To clarify, if you collect any type of data from someone who is at the time of collection within EU borders, you will be subject to the GDPR requirements. If the EU citizen is outside of EU borders, then you’ll be ok.
Marketing surveys, or any survey, is applicable under the GDPR.
Generic marketing does not. Websites that are from countries outside the EU, and are not directly targeting EU citizens or businesses, are not subject to the GDPR, even if opened by EU residents.
However, if the website is in/has the language of the targeted user, have references to EU users and/or have a domain suffix such as .nl (Netherlands) or .fr (France) will be under the GDPR eye.
Companies that work in the hospitality, travel, e-commerce and software services should check their online marketing efforts in case.

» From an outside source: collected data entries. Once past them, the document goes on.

PR #1816, opened 2025-10-22
fix: add concurrency group for ci workflow

rahulait:
Adding concurrency group helps in preventing multiple concurrent workflow runs for the same PR. When a new commit is added to the PR, old workflow runs still running for the PR should get cancelled as they are no longer relevant and it should start again. This PR adds concurrency group with `cancel-in-progress` set which makes sure stale workflow runs gets cancelled and we don't waste GHA cycles for runs/steps which don't matter as the code has been updated.

### DIFF
--- a/.github/workflows/ci.yaml
+++ b/.github/workflows/ci.yaml
@@ -21,6 +21,10 @@ on:
       - main
       - release-*
 
+concurrency:
+  group: ${{ github.workflow }}-pr-${{ github.event.pull_request.number || github.ref }}
+  cancel-in-progress: true
+
 jobs:
   ### Configuration checks ###
   helm-lint:


rajathagasthya (approved):

.github/renovate.json
```diff
@@ -4,20 +4,6 @@
   "prConcurrentLimit": 10,
   "dependencyDashboard": false,
   "extends": [
-    "config:recommended",
-    ":disableDependencyDashboard",
```
tariq1890, line 8: Is this change related to the PR?

tariq1890 (commented):
Thanks @rahulait! This is indeed very valuable

.github/renovate.json
rahulait: Not really, just saw that we have duplicate lines here and removed it in same PR. I can open another PR for it if you think we should separate these two out.

tariq1890: Yes, that would be preferable

rahulait: updated

cdesiniotis (approved):

Issue #1372, opened 2025-03-28
Nvidia GPU operator issue on openshift(4.17.20)


Nikhil-VW:
Hello Team,

Recently, while upgrading the OpenShift cluster version from 4.17.18 to 4.17.20 version (Kubernetes version - v1.30.10), the NVIDIA GPU Operator was upgraded to version V25.3 After the upgrade, the NVIDIA GPU Operator was down, which impacted the applications using the GPU. All the pods(dcgm,validator,dcgm-exporter) from the NVIDIA GPU Operator were in the "init" stage and also gpu cluster policy was in not ready stage . We later rolled back to the previous version, V24.9.2, which eventually resolved the issue.

Could the new version, V25.3, be unsupported by the latest OpenShift and Kubernetes version, or did it contain bugs that caused the issue? Can someone investigate this and let us know the major cause of the problem? We need to document the reason and provide it to the business department as part of the post-mortem analysis.

Let me know if you require any details.  

Thanks,

cdesiniotis:
Would you be able to describe which component was failing and provide logs from it? Alternatively, you can provide the full debug bundle by running:
```
curl -o must-gather.sh -L https://raw.githubusercontent.com/NVIDIA/gpu-operator/main/hack/must-gather.sh
chmod +x must-gather.sh
./must-gather.sh
```
This bundle can be submitted to us via email: [operator_feedback@nvidia.com](mailto:operator_feedback@nvidia.com)

Nikhil-VW:
Hello Christopher,

I have sent you the mail with attachment, please check ane let us know if you require any other details.

cdesiniotis:
It appears the must-gather logs you collected were for the working v24.9.2 installation. Would you be able to capture the must-gather logs from the failing v25.3.0 install?

cdesiniotis:
cc @empovit

kaifrazaVWITS:
Hi @empovit @cdesiniotis 
We had an issue regarding the newer version of GPU operator i.e version v25.3.0, as discussed we where facing issue regarding the newer version, what we did is we installed the sample gpu pod and the pod is status is in pending state, as you have requested to the the specific GPU debug and asked us to execute the command i.e 

curl -o must-gather.sh -L https://raw.githubusercontent.com/NVIDIA/gpu-operator/main/hack/must-gather.sh
chmod +x must-gather.sh
./must-gather.sh

After execution we get output logs so that they can help you in resolving the query. 

[...]

PR #1819, opened 2025-10-22
Use public packages to create dev/char symlinks

elezar:
This change switches to the nvdevices and nvmodules packages
from nvidia-container-toolkit to create symlinks in /dev/char
instead of importing the cmd package.

This depends on #1372
See https://github.com/NVIDIA/mig-parted/pull/262 for related work.


cmd/nvidia-validator/main.go
```diff
@@ -865,21 +866,27 @@ func createDevCharSymlinks(driverInfo driverInfo, disableDevCharSymlinkCreation
...
-		devchar.WithDevCharPath(hostDevCharPath),
-		devchar.WithCreateAll(true),
-		devchar.WithCreateDeviceNodes(true),
-		devchar.WithLoadKernelModules(loadKernelModules),
+	if loadKernelModules {
+		modules := nvmodules.New(
+			nvmodules.WithRoot(driverRootCtrPath),
+		)
+		if err := modules.LoadAll(); err != nil {
+			return fmt.Errorf("failed to load NVIDIA kernel modules: %v", err)
```
tariq1890, line 874:
```suggestion
			return fmt.Errorf("failed to load NVIDIA kernel modules: %w", err)
```

cmd/nvidia-validator/main.go
```diff
@@ -865,21 +866,27 @@ func createDevCharSymlinks(driverInfo driverInfo, disableDevCharSymlinkCreation
...
 	)
 	if err != nil {
-		return fmt.Errorf("error creating symlink creator: %w", err)
+		return err
 	}
 
-	err = creator.CreateLinks()
-	if err != nil {
+	if err := devices.CreateNVIDIAControlDevices(); err != nil {
+		return fmt.Errorf("failed to create device nodes for NVIDIA control devices: %v", err)
```
tariq1890, line 886:
```suggestion
		return fmt.Errorf("failed to create device nodes for NVIDIA control devices: %w", err)
```

PR #1384, opened 2025-04-05
Feat: Allow to configure kubelet root directory

apten-fors:
This pull request introduces a new configuration option `KubeletRootDir` to specify the root directory for the kubelet base directory. The changes include updates to the cluster policy types, CRD manifests, controllers, and tests to support this new configuration.

### Configuration Enhancements:

* Added `KubeletRootDir` field to the `HostPathsSpec` struct in `api/nvidia/v1/clusterpolicy_types.go` to represent the kubelet base directory.
* Updated CRD manifests (`bundle/manifests/nvidia.com_clusterpolicies.yaml`, `config/crd/bases/nvidia.com_clusterpolicies.yaml`, `deployments/gpu-operator/crds/nvidia.com_clusterpolicies.yaml`) to include the new `KubeletRootDir` field.

### Controller Updates:

* Added `DefaultKubeletRootDir` constant and updated `preProcessDaemonSet` function in `controllers/object_controls.go` to transform the kubelet root directory if a custom one is configured. [[1]](diffhunk://#diff-634d1afac63d5d768c5ce2a20a947dc0842a3480923500e36c0d6da8dd220e84R178-R186) [[2]](diffhunk://#diff-634d1afac63d5d768c5ce2a20a947dc0842a3480923500e36c0d6da8dd220e84R751-R753)
* Implemented `transformForKubeletRootDir` function in `controllers/object_controls.go` to apply necessary transformations for custom kubelet root directory.

### Testing:

* Added `TestTransformForKubeletRootDir` function in `controllers/transforms_test.go` to validate the transformations for different kubelet root directory configurations.

### Deployment Configuration:

* Updated `deployments/gpu-operator/templates/clusterpolicy.yaml` and `deployments/gpu-operator/values.yaml` to include the new `kubeletRootDir` configuration. [[1]](diffhunk://#diff-3af3dbe02c9930f0b55cad1ac6cc0ce46dcf024b64a7bcceaaf3442753b11dddR18) [[2]](diffhunk://#diff-aecfc7542f3194d151b0a0812fa08dca7a2147da1c6bc06f41f19aa2b4f934afR35-R38)

Closes #1358 
Closes #745

PR #1820, opened 2025-10-22
Allow kubeletPath to be set for DCGM

Archimonde666:
As in : 
https://github.com/NVIDIA/dcgm-exporter/blob/694914191e72d0c8587ba27a41248049d7fe9494/deployment/templates/daemonset.yaml#L77


tariq1890:
Sorry for the delayed response, @Archimonde666 ! Unfortunately, this change is already covered by PR #1384 , so we will be closing this as a duplicate.

Thanks for the taking the time to contribute to gpu-operator!

PR #1826, opened 2025-10-23
Configure dependabot for tests/e2e Go module

rajathagasthya:
Dependencies in `tests/e2e` module also need to be updated regularly.


rajathagasthya:
Not sure if this is actually necessary or if dependabot can update sub-modules under a main module without extra configuration.

PR #1832, opened 2025-10-24
[refactor] Replace custom pointer helpers with k8s.io/utils/ptr.To()

karthikvetrivel:
Replace custom utility functions (`BoolPtr()`, `Int64Ptr()`, `newHostPathType()`) with the standard `ptr.To()` from `k8s.io/utils/ptr` package.

### DIFF
--- a/controllers/transforms_test.go
+++ b/controllers/transforms_test.go
@@ -377,8 +377,8 @@ func TestTransformForRuntime(t *testing.T) {
 			input: NewDaemonset().
 				WithContainer(corev1.Container{Name: "test-ctr"}),
 			expectedOutput: NewDaemonset().
-				WithHostPathVolume("containerd-config", filepath.Dir(DefaultContainerdConfigFile), newHostPathType(corev1.HostPathDirectoryOrCreate)).
-				WithHostPathVolume("containerd-drop-in-config", "/etc/containerd/conf.d", newHostPathType(corev1.HostPathDirectoryOrCreate)).
+				WithHostPathVolume("containerd-config", filepath.Dir(DefaultContainerdConfigFile), ptr.To(corev1.HostPathDirectoryOrCreate)).
+				WithHostPathVolume("containerd-drop-in-config", "/etc/containerd/conf.d", ptr.To(corev1.HostPathDirectoryOrCreate)).
 				WithHostPathVolume("containerd-socket", filepath.Dir(DefaultContainerdSocketFile), nil).
 				WithContainer(corev1.Container{
 					Name: "test-ctr",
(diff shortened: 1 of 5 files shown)


rajathagasthya (approved):

internal/utils/utils.go
```diff
@@ -67,6 +68,11 @@ func Int64Ptr(v int64) *int64 {
 	return &v
 }
 
+// HostPathTypePtr returns a pointer to the HostPathType passed in.
+func HostPathTypePtr(v corev1.HostPathType) *corev1.HostPathType {
```
tariq1890: Let's move these `ptr` methods to its own subpackage within the `utils` package. This way, they can be imported like this:

```
ptr.HostPathType(corev1.HostPathDirectory)
```

karthikvetrivel: Updated! 

EDIT: As an added bonus, this change allows the PR to pass coveralls!

controllers/transforms_test.go
```diff
@@ -444,8 +445,8 @@ func TestTransformForRuntime(t *testing.T) {
 					},
 				}),
 			expectedOutput: NewDaemonset().
-				WithHostPathVolume("containerd-config", filepath.Dir(DefaultContainerdConfigFile), newHostPathType(corev1.HostPathDirectoryOrCreate)).
-				WithHostPathVolume("containerd-drop-in-config", "/etc/containerd/conf.d", newHostPathType(corev1.HostPathDirectoryOrCreate)).
+				WithHostPathVolume("containerd-config", filepath.Dir(DefaultContainerdConfigFile), internalptr.HostPathType(corev1.HostPathDirectoryOrCreate)).
```
cdesiniotis: Question -- is there a technical reason for not using the methods provided in `k8s.io/utils/ptr`? For example, could we not replace this with:
```suggestion
				WithHostPathVolume("containerd-config", filepath.Dir(DefaultContainerdConfigFile), ptr.To(corev1.HostPathDirectoryOrCreate)).
```
which would eliminate the need for our own internal `ptr` package?

karthikvetrivel: Great catch, I think you're right. I don't think we need our own `ptr` package. 

I'm not sure why we had these original pointer methods. I guess that means we don't need `newHostPathType` at all.  I've updated the code.

cdesiniotis: Sweet, thanks!

Can you update the PR title? After getting another pair of eyes on this, we can squash then merge.

karthikvetrivel: Done. 

Me when I realized I could've used the `ptr` package: 
batman-gif

Thanks, Chris!

tariq1890: Thanks!

tariq1890:
LGTM. Please squash the commit history and we can merge

karthikvetrivel:
Squashed.

PR #1838, opened 2025-10-27
[improvement] : add logic to retry if update fails due to conflict

rahulait:
When updating the resource, we should handle and retry on any conflicts. In this PR, we are wrapping the update call within retry block which will retry update in case of any conflicts.

### DIFF
--- a/internal/conditions/clusterpolicy.go
+++ b/internal/conditions/clusterpolicy.go
@@ -23,6 +23,7 @@ import (
 	"k8s.io/apimachinery/pkg/api/meta"
 	metav1 "k8s.io/apimachinery/pkg/apis/meta/v1"
 	"k8s.io/apimachinery/pkg/types"
+	"k8s.io/client-go/util/retry"
 	"sigs.k8s.io/controller-runtime/pkg/client"
 	"sigs.k8s.io/controller-runtime/pkg/log"
 
@@ -55,14 +56,12 @@ func (u *clusterPolicyUpdater) SetConditionsError(ctx context.Context, cr any, r
 	return u.setConditions(ctx, clusterPolicyCr, Error, reason, message)
 }
 
-func (u *clusterPolicyUpdater) setConditions(ctx context.Context, cr *nvidiav1.ClusterPolicy, statusType, reason, message string) error {
-	reqLogger := log.FromContext(ctx)
+// updateConditions updates the conditions of the ClusterPolicy CR
+func (u *clusterPolicyUpdater) updateConditions(ctx context.Context, cr *nvidiav1.ClusterPolicy, statusType, reason, message string) error {
 	// Fetch latest instance and update state to avoid version mismatch
 	instance := &nvidiav1.ClusterPolicy{}
-	err := u.client.Get(ctx, types.NamespacedName{Name: cr.Name}, instance)
-	if err != nil {
-		reqLogger.Error(err, "Failed to get ClusterPolicy instance for status update", "name", cr.Name)
-		return err
+	if err := u.client.Get(ctx, types.NamespacedName{Name: cr.Name}, instance); err != nil {
+		return fmt.Errorf("failed to get ClusterPolicy instance for status update: %w", err)
 	}
 
 	switch statusType {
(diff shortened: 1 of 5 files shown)


internal/conditions/clusterpolicy.go
```diff
@@ -57,45 +58,47 @@ func (u *clusterPolicyUpdater) SetConditionsError(ctx context.Context, cr any, r
...
+				Message: message,
+			})
+		default:
+			reqLogger.Error(nil, "Unknown status type provided", "statusType", statusType)
+			return fmt.Errorf("unknown status type provided: %s", statusType)
+		}
+		err = u.client.Status().Update(ctx, instance)
+		if err != nil {
+			reqLogger.Error(err, "Failed to update ClusterPolicy status", "name", cr.Name)
+		}
```
karthikvetrivel: Do you think it might be worth moving this error log? The error is logged on every retry attempt, including retriable conflict errors. This will spam logs with expected transient errors.

We could log only after all retries are exhausted.

internal/conditions/clusterpolicy.go
```diff
@@ -57,45 +58,47 @@ func (u *clusterPolicyUpdater) SetConditionsError(ctx context.Context, cr any, r
...
-			Message: message,
-		})
-	default:
-		reqLogger.Error(nil, "Unknown status type provided", "statusType", statusType)
-		return fmt.Errorf("unknown status type provided: %s", statusType)
-	}
-
-	return u.client.Status().Update(ctx, instance)
+	return retry.RetryOnConflict(retry.DefaultBackoff, func() error {
+		instance := &nvidiav1.ClusterPolicy{}
```
tariq1890: can we move the retried method to a variable? I prefer a single-line return statement for readability

internal/conditions/clusterpolicy.go
tariq1890: Good callout @karthikvetrivel! I agree, we could either
i) Log the retry attempt along with the error message

OR

ii) move the error log out of the method being retried

rahulait: sounds good, updated the PR

internal/conditions/clusterpolicy.go
rahulait: Updated.

internal/conditions/clusterpolicy.go
```diff
@@ -99,3 +99,18 @@ func (u *clusterPolicyUpdater) setConditions(ctx context.Context, cr *nvidiav1.C
...
+// with retry on conflict to handle version mismatches
+func (u *clusterPolicyUpdater) setConditions(ctx context.Context, cr *nvidiav1.ClusterPolicy, statusType, reason, message string) error {
+	reqLogger := log.FromContext(ctx)
+
+	err := retry.RetryOnConflict(retry.DefaultBackoff, func() error {
+		return u.updateConditions(ctx, cr, statusType, reason, message)
+	})
+
+	if err != nil {
+		reqLogger.Error(err, "Failed to update ClusterPolicy status after retries", "name", cr.Name)
```
rajathagasthya, line 111: nit: [let's not capitalize error strings.](https://go.dev/wiki/CodeReviewComments#error-strings)

internal/conditions/nvidiadriver.go
```diff
@@ -113,3 +113,18 @@ func (u *nvDriverUpdater) setConditions(ctx context.Context, cr *nvidiav1alpha1.
...
+// with retry on conflict to handle version mismatches
+func (u *nvDriverUpdater) setConditions(ctx context.Context, cr *nvidiav1alpha1.NVIDIADriver, statusType, reason, message string) error {
+	reqLogger := log.FromContext(ctx)
+
+	err := retry.RetryOnConflict(retry.DefaultBackoff, func() error {
+		return u.updateConditions(ctx, cr, statusType, reason, message)
+	})
+
+	if err != nil {
+		reqLogger.Error(err, "Failed to update NVIDIADriver status after retries", "name", cr.Name)
```
rajathagasthya, line 125: Ditto.

internal/conditions/clusterpolicy.go
rahulait: Since we are logging here and not formatting, does this apply here as well? The go doc says `This does not apply to logging, which is implicitly line-oriented and not combined inside other messages.`

rajathagasthya: Makes sense. Let's keep as is.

Usually, we enjoy a certain level of flexibility as we are far away from the EU, but the EU-EGYPT PARTNERSHIP PRIORITIES 2017-2020 does state in part two of the ‘Egypt’s Sustainable Modern Economy and Social Development’ section, that the EU and Egypt have a “have a shared interest in reinforcing cooperation in foreign policy at the bilateral, regional and international levels.”
This could mean that Egyptian companies could be liable to the GDPR through this agreement, or that the Egyptian government may allow the fines that GDPR regulators may want to implement due to the agreement.
Either way, the GDPR is setting a precedent for countries around the world in data security and protection methods.
It is likely that we can see countries start to adopt this type of regulations/laws in many countries, although maybe not as soon for Egypt, and it will change how companies all over the world do business.